Saved data entries

_____

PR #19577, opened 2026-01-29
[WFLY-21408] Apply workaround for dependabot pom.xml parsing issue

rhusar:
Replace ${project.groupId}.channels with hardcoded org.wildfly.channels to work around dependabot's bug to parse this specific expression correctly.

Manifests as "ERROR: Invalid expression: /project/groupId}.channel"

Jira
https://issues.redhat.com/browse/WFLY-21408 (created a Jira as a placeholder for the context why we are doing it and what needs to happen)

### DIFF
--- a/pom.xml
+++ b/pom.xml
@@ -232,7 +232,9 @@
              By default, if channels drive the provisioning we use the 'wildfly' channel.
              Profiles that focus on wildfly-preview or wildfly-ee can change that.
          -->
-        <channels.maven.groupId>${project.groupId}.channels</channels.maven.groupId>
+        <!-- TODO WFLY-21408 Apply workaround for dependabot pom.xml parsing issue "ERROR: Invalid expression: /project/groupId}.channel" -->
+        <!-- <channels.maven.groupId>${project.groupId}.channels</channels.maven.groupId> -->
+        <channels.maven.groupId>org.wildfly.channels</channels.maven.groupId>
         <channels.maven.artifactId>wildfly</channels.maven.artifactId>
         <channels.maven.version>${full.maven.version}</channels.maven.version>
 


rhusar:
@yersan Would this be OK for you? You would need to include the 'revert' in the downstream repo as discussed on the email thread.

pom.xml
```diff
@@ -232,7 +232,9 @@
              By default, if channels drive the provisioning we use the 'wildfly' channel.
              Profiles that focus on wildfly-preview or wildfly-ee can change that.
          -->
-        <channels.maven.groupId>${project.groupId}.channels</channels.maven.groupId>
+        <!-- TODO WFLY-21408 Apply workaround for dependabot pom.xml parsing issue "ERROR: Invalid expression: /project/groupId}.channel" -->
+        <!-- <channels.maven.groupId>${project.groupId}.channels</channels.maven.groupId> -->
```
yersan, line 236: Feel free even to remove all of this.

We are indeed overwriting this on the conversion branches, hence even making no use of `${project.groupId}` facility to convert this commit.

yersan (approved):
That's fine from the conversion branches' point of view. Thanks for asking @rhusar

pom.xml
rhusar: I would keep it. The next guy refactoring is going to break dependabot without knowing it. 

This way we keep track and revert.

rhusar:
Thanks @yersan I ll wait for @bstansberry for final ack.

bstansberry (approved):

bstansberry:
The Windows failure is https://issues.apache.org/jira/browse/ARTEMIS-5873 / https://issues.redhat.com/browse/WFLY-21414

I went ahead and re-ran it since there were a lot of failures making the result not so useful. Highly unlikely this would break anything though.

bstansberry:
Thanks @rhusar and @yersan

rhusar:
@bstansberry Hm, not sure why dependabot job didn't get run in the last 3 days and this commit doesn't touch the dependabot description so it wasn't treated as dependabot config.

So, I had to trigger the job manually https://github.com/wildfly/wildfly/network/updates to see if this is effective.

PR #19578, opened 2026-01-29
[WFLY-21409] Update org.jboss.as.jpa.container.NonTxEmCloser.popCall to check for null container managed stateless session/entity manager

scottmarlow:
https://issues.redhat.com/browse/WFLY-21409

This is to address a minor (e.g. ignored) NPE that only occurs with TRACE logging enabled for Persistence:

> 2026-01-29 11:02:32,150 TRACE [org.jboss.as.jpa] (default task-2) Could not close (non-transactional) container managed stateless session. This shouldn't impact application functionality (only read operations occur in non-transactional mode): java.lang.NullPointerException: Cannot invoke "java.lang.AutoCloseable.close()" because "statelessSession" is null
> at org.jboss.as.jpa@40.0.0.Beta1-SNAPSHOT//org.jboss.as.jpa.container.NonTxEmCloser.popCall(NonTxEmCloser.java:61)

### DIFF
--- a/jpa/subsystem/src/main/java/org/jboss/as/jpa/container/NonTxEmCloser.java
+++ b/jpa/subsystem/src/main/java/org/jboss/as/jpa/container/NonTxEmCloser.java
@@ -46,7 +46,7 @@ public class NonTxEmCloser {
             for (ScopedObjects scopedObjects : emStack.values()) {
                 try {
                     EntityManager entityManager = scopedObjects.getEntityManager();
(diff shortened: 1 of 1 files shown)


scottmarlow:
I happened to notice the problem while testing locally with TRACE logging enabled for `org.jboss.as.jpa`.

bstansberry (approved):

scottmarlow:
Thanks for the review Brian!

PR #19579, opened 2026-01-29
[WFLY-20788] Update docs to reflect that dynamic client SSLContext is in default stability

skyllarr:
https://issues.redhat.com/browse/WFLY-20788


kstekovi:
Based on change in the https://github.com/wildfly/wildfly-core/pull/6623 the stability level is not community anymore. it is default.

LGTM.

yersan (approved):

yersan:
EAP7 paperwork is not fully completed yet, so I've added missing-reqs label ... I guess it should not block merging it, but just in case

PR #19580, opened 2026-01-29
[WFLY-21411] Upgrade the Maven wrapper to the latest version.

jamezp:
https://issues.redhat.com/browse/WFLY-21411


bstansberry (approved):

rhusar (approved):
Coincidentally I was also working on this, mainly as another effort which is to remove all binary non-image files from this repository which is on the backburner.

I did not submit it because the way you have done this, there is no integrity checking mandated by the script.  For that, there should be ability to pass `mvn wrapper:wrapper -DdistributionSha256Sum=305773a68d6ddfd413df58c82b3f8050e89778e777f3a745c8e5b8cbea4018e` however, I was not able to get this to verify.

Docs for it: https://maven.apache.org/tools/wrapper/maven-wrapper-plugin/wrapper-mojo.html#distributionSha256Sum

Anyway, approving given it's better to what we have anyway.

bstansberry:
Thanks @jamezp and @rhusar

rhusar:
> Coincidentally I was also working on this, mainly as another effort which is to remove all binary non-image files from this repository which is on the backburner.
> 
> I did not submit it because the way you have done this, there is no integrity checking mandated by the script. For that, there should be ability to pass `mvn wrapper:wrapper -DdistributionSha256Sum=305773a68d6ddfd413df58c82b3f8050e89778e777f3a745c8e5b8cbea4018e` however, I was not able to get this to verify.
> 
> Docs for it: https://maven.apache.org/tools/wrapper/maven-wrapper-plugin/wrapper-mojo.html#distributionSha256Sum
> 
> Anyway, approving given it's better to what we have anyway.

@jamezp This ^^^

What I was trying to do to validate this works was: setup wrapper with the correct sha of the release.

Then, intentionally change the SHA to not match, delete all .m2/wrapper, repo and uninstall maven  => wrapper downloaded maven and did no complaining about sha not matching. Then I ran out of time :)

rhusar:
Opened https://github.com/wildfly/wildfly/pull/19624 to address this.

_____

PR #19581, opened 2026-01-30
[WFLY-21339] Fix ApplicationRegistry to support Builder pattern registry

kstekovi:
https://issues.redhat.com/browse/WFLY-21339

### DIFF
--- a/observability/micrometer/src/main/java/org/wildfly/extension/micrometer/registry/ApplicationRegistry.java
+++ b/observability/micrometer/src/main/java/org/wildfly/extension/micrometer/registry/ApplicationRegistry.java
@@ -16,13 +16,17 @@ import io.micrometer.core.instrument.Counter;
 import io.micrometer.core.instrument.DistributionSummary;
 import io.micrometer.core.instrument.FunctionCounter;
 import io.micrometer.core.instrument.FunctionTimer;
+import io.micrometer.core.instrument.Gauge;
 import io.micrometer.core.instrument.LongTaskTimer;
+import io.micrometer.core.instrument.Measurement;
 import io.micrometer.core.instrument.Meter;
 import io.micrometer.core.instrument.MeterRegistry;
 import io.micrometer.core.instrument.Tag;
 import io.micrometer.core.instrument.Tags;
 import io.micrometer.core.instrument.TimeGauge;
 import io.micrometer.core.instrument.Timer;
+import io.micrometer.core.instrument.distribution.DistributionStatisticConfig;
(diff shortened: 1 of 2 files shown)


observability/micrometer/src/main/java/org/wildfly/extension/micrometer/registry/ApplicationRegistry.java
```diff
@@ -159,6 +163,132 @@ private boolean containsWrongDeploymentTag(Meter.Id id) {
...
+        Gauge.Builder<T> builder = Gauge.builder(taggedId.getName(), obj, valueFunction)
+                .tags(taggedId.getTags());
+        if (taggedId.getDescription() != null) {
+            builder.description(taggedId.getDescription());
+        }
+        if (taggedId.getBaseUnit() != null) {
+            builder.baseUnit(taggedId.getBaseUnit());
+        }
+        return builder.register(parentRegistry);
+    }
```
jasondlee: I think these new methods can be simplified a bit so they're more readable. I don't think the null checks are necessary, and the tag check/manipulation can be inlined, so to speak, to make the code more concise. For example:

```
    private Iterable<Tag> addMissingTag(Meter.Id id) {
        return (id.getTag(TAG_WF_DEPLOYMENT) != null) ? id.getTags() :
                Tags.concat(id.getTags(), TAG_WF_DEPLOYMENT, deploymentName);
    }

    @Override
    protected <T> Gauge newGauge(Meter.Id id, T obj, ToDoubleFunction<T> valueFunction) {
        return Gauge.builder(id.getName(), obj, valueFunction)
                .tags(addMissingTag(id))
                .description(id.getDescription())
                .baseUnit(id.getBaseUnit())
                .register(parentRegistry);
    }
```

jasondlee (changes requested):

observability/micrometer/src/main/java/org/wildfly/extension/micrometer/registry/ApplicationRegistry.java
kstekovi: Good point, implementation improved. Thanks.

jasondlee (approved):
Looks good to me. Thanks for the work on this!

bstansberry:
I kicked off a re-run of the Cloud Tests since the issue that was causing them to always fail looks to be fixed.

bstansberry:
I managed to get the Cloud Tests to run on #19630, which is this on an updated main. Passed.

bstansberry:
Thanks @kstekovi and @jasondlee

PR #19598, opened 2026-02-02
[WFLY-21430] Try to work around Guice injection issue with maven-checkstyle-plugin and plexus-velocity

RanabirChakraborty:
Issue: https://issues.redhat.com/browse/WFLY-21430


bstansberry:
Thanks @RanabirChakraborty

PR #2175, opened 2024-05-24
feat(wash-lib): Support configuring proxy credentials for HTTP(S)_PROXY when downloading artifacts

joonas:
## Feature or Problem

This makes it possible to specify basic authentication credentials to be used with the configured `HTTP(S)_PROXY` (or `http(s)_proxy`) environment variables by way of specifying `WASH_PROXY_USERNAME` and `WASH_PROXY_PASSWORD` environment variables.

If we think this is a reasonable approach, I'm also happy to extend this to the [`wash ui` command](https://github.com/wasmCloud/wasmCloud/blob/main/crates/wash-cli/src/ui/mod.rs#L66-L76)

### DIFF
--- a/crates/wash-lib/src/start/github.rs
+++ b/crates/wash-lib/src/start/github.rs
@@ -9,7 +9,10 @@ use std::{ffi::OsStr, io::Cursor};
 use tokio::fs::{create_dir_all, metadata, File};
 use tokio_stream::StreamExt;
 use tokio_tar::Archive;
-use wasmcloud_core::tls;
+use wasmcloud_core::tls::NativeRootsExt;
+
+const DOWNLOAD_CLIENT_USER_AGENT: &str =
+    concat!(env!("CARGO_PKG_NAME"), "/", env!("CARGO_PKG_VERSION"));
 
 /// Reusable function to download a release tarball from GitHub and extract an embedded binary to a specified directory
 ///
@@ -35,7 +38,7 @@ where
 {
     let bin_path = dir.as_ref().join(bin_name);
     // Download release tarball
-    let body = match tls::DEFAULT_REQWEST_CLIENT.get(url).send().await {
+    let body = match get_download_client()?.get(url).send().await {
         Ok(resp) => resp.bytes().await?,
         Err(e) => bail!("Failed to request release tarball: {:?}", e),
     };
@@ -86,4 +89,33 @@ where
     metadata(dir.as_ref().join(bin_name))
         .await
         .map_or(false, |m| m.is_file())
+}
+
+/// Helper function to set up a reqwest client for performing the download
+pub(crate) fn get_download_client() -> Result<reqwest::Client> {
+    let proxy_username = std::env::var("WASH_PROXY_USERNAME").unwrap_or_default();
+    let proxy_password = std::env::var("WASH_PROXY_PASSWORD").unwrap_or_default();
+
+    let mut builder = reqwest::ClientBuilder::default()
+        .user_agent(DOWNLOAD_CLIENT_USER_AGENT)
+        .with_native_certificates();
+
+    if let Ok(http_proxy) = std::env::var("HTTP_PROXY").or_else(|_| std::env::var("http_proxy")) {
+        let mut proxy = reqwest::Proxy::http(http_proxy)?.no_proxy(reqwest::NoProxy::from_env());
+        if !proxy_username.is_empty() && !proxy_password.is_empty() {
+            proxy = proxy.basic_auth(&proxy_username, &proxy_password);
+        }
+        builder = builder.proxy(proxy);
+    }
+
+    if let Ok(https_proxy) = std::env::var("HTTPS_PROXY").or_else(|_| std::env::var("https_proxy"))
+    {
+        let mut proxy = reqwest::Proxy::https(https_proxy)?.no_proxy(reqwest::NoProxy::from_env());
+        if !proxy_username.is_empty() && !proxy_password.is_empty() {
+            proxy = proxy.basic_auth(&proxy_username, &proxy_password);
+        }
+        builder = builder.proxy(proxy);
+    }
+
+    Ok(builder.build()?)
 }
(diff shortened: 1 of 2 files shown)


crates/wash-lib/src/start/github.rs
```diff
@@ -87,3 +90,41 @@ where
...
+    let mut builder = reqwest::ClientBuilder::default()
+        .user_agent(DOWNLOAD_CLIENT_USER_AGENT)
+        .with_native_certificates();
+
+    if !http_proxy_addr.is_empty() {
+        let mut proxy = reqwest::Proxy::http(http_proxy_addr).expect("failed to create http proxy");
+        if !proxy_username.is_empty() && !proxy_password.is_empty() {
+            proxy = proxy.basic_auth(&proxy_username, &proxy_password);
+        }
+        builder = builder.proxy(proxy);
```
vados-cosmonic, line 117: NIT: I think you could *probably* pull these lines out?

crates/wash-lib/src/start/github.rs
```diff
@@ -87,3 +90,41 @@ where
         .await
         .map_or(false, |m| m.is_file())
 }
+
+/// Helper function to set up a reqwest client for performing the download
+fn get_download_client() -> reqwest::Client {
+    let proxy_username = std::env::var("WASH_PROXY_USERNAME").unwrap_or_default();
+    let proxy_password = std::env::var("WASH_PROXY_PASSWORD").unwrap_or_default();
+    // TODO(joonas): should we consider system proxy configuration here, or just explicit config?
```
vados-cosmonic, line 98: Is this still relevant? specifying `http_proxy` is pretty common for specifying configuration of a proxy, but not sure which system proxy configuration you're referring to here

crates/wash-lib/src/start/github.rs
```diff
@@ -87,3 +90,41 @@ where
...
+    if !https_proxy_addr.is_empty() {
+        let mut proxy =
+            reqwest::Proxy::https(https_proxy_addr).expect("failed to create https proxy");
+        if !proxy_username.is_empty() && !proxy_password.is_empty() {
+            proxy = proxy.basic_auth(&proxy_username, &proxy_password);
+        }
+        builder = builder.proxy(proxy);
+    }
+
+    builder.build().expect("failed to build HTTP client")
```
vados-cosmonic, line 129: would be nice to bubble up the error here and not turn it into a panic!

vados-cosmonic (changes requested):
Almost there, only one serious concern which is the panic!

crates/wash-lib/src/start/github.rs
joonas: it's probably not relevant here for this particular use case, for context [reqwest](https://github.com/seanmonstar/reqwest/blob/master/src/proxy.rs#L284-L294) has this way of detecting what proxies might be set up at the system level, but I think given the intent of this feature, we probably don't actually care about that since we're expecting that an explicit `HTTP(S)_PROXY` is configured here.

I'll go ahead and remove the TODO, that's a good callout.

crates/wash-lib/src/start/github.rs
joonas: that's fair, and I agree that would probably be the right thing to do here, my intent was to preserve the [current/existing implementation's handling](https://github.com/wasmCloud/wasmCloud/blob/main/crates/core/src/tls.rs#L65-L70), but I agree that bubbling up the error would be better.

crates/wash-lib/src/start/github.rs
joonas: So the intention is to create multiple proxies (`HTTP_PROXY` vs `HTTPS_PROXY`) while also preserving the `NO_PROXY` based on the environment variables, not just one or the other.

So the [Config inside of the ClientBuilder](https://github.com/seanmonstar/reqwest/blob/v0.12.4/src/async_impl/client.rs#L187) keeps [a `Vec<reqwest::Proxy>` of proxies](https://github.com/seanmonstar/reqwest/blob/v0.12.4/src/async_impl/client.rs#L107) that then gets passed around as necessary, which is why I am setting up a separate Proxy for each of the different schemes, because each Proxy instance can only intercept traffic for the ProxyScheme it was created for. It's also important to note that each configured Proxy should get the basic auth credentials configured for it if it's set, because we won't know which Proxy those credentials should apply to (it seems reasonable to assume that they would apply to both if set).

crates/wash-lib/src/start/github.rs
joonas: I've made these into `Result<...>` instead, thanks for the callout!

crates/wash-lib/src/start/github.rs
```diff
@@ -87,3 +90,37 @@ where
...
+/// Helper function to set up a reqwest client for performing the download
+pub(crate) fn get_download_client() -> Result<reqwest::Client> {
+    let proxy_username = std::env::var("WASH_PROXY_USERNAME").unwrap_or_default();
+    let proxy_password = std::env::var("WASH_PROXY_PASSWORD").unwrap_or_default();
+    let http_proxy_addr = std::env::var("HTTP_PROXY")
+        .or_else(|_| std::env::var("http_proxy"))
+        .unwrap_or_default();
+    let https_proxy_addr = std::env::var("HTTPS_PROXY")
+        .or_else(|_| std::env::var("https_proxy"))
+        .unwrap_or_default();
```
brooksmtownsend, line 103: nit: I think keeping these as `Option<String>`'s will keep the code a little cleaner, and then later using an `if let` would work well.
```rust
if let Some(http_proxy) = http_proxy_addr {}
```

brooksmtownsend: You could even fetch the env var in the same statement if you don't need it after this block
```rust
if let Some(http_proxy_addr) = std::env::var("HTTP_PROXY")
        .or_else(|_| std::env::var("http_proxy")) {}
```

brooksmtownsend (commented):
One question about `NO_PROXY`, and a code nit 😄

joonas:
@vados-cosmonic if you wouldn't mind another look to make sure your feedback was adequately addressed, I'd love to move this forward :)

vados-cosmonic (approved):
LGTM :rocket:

_____

* _PROBLEM TO WORK ON_
Among the records above, which lines hold the word "relevant"? Copy each one.

* _RESPONSE FOR THIS EXERCISE_
vados-cosmonic, line 98: Is this still relevant? specifying `http_proxy` is pretty common for specifying configuration of a proxy, but not sure which system proxy configuration you're referring to here
joonas: it's probably not relevant here for this particular use case, for context [reqwest](https://github.com/seanmonstar/reqwest/blob/master/src/proxy.rs#L284-L294) has this way of detecting what proxies might be set up at the system level, but I think given the intent of this feature, we probably don't actually care about that since we're expecting that an explicit `HTTP(S)_PROXY` is configured here.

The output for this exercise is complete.